Work through the entries that follow and state how many lines contain the word "with". Only the number is wanted.

*** Opening of Source data ***

PR #1035, opened 2023-07-04
build: change priority list of pluginRepositories

kapil-agnihotri:
groovy-jfrog.io artifactory no longer contains jar: org.osgi:org.osgi.service.prefs:jar:1.1.2, so priority list of pluginRepositories is now changed to include maven central on top


stempler (approved):
Thanks a lot for the fix!

PR #1036, opened 2023-07-05
Feat_maint/4.x: extend shapefile writer to create .cpg file

emanuelaepure10:
Same functionalities developed on the 5.x have been reproduce for the v 4.x.
 
Create .cpg file/files contain only the encoding used to write the shapefile/s related.
Update the related test class to check if the file has been created and contains the right encoding code.


stempler:
@emanuelaepure10 Are the changes the same as the ones for master and build locally? Then I would say we can ignore the failing build because that targets the new version.

emanuelaepure10:
@stempler same changes as master.

emanuelaepure10:
@stempler I have create a new PR contains the missing import that made this PR failing https://github.com/halestudio/hale/pull/1038

PR #1038, opened 2023-07-10
Update feat_maint_4.x: extend shapefile writer to create .cpg file

emanuelaepure10:
The new PR contains the update with the missing import that makes the following PR failing:
Reference old failed PR: https://github.com/halestudio/hale/pull/1036

### DIFF
--- a/io/plugins/eu.esdihumboldt.hale.io.shp.test/src/eu/esdihumboldt/hale/io/shp/ShapefileInstanceWriterTest.groovy
+++ b/io/plugins/eu.esdihumboldt.hale.io.shp.test/src/eu/esdihumboldt/hale/io/shp/ShapefileInstanceWriterTest.groovy
@@ -26,6 +26,7 @@ import java.time.Instant
 import java.time.LocalDate
 import java.util.function.Consumer
 
+import org.geotools.data.shapefile.ShapefileDataStore
 import org.junit.Test
 import org.locationtech.jts.geom.Coordinate
 import org.locationtech.jts.geom.Geometry


kapil-agnihotri:
I think it is not required to create a PR with all the changes again as the [old PR](https://github.com/halestudio/hale/commit/a4c4246abaa688c2dbb92b04ef85713cd8dd0537) already had these changes. 
In the new commit you would only need to add the import statement.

*** Close of Source data ***

● Written solution
2